(Saved data entries)
⁂

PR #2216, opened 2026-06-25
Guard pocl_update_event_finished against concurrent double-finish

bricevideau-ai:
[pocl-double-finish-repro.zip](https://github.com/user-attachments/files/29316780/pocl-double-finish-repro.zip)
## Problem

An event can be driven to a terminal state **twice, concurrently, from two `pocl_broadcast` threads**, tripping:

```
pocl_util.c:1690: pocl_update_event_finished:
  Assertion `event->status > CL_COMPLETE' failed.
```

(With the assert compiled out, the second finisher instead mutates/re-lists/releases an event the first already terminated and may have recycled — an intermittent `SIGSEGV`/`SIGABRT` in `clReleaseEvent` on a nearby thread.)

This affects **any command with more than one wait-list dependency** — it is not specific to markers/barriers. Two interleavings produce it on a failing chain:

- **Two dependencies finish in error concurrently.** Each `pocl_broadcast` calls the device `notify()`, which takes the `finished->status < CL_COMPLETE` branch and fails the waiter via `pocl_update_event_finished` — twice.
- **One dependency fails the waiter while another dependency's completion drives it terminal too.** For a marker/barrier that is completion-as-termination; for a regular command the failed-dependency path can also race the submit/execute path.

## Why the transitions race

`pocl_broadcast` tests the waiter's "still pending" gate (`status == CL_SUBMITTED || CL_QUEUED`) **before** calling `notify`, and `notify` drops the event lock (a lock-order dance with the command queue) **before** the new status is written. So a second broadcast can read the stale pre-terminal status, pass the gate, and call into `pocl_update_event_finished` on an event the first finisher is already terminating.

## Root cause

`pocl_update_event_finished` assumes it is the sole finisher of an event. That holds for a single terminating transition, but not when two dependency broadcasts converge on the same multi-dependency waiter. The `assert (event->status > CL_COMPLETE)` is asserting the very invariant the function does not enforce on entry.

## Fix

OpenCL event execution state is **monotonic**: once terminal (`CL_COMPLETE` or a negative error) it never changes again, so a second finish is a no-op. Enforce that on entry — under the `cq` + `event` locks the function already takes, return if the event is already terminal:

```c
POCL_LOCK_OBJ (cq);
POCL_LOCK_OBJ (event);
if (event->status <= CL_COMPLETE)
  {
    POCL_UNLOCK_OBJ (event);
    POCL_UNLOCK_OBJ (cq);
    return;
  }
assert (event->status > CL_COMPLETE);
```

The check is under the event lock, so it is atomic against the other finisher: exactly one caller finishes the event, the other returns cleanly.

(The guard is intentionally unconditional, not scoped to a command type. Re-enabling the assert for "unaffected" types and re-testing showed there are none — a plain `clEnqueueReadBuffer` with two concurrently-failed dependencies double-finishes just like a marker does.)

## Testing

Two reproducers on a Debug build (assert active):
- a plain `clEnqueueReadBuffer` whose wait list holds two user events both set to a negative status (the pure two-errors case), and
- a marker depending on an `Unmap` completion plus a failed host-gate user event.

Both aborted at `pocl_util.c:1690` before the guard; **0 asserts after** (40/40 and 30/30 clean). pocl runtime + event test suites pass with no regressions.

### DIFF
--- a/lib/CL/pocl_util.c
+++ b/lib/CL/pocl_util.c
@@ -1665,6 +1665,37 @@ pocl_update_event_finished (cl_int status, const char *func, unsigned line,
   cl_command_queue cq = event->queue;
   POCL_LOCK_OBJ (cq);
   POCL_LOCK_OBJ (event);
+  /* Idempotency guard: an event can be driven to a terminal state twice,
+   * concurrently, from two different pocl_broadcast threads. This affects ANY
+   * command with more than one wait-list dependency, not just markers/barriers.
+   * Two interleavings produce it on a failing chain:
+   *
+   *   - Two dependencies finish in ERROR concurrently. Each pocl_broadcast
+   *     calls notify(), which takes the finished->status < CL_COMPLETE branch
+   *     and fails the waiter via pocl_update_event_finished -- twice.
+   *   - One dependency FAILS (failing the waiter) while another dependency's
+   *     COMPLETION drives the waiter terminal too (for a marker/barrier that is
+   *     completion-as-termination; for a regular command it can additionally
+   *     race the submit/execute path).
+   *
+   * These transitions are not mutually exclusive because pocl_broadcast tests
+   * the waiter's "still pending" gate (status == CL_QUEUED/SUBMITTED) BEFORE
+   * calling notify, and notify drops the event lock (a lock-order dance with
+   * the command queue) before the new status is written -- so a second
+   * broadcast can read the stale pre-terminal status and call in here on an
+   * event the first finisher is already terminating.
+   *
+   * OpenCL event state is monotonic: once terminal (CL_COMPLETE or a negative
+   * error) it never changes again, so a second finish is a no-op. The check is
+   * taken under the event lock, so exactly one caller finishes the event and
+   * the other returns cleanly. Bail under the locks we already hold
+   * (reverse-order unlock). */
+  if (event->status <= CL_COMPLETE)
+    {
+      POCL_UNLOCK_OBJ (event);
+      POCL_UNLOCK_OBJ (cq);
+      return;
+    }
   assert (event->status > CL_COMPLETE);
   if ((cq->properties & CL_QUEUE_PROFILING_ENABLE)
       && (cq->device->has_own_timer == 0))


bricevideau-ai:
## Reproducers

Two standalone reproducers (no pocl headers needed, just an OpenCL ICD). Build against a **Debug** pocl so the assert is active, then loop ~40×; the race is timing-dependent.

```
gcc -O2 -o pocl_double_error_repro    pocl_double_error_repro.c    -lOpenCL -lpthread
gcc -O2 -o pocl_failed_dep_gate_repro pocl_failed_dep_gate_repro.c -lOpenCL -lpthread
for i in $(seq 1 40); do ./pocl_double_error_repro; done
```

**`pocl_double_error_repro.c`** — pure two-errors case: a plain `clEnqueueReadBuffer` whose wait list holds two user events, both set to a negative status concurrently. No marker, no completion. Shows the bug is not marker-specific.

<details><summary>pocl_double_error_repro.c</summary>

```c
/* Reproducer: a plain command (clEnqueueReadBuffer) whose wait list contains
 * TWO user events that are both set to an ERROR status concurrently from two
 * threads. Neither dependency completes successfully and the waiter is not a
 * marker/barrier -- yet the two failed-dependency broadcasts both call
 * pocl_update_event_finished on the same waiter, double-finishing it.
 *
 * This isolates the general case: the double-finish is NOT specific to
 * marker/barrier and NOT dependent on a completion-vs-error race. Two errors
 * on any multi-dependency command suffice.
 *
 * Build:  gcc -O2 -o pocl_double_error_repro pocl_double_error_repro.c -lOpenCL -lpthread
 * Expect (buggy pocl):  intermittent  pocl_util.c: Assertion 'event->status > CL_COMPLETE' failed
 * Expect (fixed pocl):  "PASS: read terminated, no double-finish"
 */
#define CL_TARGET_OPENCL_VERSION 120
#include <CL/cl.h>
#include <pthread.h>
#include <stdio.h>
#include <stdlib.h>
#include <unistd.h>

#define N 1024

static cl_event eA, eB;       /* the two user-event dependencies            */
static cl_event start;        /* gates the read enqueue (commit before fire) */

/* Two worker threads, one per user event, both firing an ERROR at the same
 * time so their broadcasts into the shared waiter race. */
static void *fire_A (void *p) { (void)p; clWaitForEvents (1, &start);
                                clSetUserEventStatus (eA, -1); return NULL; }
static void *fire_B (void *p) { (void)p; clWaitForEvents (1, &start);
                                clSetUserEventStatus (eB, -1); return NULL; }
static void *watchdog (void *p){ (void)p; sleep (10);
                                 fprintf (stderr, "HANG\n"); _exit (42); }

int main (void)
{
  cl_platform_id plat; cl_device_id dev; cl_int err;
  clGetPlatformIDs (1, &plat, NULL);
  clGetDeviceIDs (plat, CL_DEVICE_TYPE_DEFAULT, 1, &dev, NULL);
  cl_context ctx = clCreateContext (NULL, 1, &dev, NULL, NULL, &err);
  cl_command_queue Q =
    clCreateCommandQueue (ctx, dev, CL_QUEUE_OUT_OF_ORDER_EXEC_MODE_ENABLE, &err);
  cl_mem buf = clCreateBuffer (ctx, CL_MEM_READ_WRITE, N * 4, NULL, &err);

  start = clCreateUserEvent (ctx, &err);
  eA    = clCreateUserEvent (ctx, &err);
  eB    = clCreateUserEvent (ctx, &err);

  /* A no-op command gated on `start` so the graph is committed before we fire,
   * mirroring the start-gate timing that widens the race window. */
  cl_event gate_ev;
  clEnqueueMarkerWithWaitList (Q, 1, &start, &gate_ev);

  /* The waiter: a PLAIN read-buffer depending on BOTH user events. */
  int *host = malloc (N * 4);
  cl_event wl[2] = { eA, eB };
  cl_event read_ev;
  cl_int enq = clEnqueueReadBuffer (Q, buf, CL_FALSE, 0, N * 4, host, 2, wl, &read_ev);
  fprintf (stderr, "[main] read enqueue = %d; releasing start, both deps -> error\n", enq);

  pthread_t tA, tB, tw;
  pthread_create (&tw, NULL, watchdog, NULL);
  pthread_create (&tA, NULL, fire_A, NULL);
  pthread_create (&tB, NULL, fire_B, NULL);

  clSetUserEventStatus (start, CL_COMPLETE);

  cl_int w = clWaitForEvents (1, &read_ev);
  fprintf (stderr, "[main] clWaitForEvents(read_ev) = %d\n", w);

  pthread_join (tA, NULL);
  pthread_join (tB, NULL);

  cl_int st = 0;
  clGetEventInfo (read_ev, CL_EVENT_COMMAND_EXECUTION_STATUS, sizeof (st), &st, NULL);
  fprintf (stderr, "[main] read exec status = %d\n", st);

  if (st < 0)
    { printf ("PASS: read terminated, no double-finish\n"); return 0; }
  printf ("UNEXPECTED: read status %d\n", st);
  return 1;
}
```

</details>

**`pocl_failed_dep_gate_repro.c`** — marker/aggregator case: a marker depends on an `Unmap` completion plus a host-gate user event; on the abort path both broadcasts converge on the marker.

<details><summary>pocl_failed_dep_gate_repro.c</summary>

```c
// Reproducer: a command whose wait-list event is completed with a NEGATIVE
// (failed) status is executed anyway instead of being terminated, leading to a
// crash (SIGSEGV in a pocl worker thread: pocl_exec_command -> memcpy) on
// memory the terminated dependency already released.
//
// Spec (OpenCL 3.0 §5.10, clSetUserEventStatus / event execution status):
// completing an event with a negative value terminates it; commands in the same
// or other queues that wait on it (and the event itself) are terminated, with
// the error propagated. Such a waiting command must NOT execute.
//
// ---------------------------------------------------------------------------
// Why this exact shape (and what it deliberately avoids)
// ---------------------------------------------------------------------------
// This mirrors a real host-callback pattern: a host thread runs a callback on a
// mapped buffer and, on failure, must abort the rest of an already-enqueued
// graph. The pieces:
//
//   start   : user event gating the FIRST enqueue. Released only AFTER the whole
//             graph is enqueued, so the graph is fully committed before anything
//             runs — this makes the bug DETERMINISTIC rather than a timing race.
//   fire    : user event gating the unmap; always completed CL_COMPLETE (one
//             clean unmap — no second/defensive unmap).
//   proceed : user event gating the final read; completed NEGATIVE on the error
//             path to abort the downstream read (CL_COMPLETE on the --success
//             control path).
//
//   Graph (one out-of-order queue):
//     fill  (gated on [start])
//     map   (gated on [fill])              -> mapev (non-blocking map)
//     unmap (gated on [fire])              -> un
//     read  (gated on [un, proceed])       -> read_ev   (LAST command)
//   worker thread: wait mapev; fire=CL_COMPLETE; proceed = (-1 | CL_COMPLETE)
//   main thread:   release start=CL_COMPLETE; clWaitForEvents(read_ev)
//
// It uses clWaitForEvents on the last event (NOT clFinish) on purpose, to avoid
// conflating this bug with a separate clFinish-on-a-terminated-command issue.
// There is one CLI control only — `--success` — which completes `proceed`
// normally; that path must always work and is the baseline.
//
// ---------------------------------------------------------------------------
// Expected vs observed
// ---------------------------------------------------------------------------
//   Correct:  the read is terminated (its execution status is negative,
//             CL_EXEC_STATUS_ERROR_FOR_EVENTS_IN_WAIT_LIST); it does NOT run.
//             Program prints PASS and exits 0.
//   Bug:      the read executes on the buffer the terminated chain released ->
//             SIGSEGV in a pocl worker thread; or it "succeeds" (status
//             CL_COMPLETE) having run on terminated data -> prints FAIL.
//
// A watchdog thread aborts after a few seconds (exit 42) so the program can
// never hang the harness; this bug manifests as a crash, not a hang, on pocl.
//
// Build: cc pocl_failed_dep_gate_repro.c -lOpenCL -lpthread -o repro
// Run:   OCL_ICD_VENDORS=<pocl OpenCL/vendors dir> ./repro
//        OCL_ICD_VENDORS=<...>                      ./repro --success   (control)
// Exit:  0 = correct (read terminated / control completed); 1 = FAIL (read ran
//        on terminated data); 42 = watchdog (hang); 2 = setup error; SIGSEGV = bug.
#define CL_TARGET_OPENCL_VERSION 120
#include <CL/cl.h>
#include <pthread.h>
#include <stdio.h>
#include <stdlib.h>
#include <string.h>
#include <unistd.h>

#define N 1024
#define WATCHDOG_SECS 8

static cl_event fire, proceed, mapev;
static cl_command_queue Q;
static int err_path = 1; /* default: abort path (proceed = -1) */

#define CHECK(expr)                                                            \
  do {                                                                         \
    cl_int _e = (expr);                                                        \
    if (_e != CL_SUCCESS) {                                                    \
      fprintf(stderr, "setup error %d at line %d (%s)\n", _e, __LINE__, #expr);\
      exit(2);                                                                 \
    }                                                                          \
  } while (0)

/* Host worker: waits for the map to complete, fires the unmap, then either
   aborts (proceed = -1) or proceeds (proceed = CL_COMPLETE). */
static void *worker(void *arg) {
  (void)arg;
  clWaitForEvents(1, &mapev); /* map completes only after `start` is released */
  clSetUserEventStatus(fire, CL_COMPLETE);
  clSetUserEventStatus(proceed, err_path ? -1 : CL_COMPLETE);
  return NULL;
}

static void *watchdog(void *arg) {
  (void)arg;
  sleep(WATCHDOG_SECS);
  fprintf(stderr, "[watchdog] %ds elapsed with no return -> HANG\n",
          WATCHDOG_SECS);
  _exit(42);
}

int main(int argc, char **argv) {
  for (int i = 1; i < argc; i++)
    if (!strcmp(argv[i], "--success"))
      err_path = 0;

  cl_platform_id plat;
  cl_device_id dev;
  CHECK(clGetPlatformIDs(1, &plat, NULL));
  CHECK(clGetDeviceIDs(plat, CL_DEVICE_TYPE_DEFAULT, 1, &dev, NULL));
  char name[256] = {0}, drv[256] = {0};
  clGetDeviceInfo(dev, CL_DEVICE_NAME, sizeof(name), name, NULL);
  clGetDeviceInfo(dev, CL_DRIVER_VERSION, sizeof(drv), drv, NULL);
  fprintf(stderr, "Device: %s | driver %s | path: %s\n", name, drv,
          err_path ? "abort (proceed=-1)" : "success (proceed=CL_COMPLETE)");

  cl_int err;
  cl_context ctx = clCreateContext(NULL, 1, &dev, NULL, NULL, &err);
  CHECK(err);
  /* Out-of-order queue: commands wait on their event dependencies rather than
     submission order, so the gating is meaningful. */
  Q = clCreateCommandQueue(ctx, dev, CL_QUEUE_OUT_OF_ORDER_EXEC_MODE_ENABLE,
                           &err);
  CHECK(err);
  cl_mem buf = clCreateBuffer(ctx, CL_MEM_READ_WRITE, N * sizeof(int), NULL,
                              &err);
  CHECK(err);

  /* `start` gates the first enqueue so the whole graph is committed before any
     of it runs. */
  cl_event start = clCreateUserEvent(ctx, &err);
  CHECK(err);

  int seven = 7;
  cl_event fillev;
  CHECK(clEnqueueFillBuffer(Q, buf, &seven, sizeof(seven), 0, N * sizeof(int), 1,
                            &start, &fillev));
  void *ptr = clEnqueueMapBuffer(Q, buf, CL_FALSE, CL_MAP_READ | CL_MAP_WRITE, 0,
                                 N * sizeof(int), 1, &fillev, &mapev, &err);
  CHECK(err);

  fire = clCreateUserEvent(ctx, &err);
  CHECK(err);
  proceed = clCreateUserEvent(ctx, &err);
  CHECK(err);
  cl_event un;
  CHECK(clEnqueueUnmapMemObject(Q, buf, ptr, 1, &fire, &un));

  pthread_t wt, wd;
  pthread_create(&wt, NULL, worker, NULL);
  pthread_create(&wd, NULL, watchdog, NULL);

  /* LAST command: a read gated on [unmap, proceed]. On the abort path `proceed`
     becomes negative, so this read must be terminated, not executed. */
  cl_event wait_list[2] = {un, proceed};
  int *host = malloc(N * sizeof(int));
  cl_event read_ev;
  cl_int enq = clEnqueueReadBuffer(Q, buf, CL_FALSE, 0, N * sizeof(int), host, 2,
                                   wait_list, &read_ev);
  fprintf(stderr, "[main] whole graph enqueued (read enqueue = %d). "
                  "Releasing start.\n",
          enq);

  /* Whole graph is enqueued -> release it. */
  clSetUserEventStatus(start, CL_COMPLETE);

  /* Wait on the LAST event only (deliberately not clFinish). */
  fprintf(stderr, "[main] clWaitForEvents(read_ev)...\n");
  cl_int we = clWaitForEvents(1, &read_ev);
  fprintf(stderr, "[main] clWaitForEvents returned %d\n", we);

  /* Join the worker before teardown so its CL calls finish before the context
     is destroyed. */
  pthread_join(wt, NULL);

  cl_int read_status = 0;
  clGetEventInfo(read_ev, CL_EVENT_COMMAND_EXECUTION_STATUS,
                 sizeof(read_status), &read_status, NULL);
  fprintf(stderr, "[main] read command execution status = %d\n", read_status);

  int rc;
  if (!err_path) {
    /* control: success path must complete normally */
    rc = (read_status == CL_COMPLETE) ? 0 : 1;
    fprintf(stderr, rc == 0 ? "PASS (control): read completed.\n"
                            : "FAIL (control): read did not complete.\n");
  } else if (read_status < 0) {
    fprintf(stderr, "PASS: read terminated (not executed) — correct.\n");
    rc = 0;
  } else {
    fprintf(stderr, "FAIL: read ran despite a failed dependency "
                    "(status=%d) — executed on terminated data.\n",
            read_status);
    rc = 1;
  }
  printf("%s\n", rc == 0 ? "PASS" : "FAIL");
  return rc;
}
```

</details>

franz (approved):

⁂

_ASSIGNMENT_. Could you say how many lines of the entries contain the string "against"? Only the number should be given.

_FINISHED TASK_. 3